Senator Vallois’s decision to resign as Education Minister is already being weaponised by some, who, under the aegis of “being clear”, are positioning it as her statement that the schools aren’t safe to re-open.
That is an over-simplification, wrapped in a deliberate misunderstanding, inside an exaggeration.
In reality, the issue is this.
Firstly, Senator Vallois doesn’t believe that within the current Government, her views as Education Minister are being listened to.
In that sense, it is a decision about power, and where that lies in the current system. That’s why she begins her letter, which you can read in full HERE, by talking about the authority of the Education Minister, and why she describes a “fight” to be listened to which has been “dismissed.”
Pictured: Senator Vallois tendered her resignation as Education Minister last night.
She directly challenges the views of medics to make educational decisions – a thought which may well have been echoed by many parents this morning, who sent their children off to school dressed as if they were going on a Duke of Edinburgh expedition, mindful of the weekend warning from schools that ‘well-ventilated’ classrooms in January would be “very cold.” Before the keyboard warriors start creating the first “snow-flakes” of the New Year, perhaps they would like to concentrate fully for a two-hour ‘mock’ exam, while effectively sitting completely still, outside?
So, the primary reason for her resignation is about authority – she feels that major decisions relating to education (like whether schools can open or not) at a time of national crisis, do not rest with the relevant Minister; with that view, there is only one honourable course open.
Secondly, her letter is clear that she thinks the Government’s current approach is disruptive. Here, she references what she terms “last-minute” decision-making and its effect on families.

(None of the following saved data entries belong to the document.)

PR #1961, opened 2020-09-24
Include verification offset inside ScriptHash

shargon:


shargon:
I will fix the UT after the review

roman-khimov:
But why this or #1964? What's wrong with `verify` method having any kind of offset without affecting script hash?

erikzhang:
We can extend NefFile to include the manifest, and then use the hash of the NefFile as the deployed contract hash.

shargon:
Do you want a different hash for the same script?

shargon:
We can create set the hash of the smart contract acording to the id

erikzhang:
If the ABI changes, the function of the contract changes too. And you can get a different hash of a script by adding a `NOP` at the end.

shargon:
and what happens if the user update the manifest only, it should migrate the hash?

erikzhang:
> and what happens if the user update the manifest only,

He must upload a new nef file.

shargon:
ok, I will create a new pr according to this

erikzhang:
We can create multiple PRs. The first is to modifying NefFile to include the manifest.

shargon:
Closed because there are a better solutions

PR #1971, opened 2020-09-25
Optimize consensus messages

shargon:
Related to https://github.com/neo-project/neo/pull/1963

We can save 2 bytes more if we send only the `InvocationScript` instead of the `Witness `


erikzhang:
I think it is not worth optimizing. Because `ConsensusPayload` will not be stored.

shargon:
But the messages are smaller

roman-khimov:
I think we can even go as far as
```c#
if (Witness.VerificationScript.Length != 0) {
    return false
}
```
Or really just leave the invocation script in the payload. And then remove `GetNextBlockValidators()`/`CreateSignatureRedeemScript()` from `GetScriptHashesForVerifying()` as it's already done in the `Verify`.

Pictured: Senator Vallois's resignation is the fourth from the Ministerial ranks, following Senators Mézec and Pallett, and Deputy Tadier.
You only have to think back to December, with various groups of children being sent home to isolate, sometimes repeatedly, to understand this point, and the effect that had on parents' abilities to plan their working lives.
Of course, this is very difficult ground, with cogent arguments to be made on both sides, and judgement being all that separates them – but the point to be made here, is that “disruptive” is very different from “unsafe” – a word that is entirely missing from Senator Vallois’s letter.
At this time of heightened sensitivity, perhaps the real point is this: leadership is about behaviour, not position. It is something we can all choose to show. The former Education Minister’s decision reflects this – she perceived that her position, as ostensibly the person in charge of education in Jersey, was actually a hollow one; so she chose to act accordingly. For another day, that should provoke debate about our new ‘Executive Presidential’ system and its centralisation of power.
But, for today, we should at least properly read her motives – and whether we agree with her conclusion or not, take the time to understand what lay behind it, and to resist being dragged into the vociferous margins of this critical debate.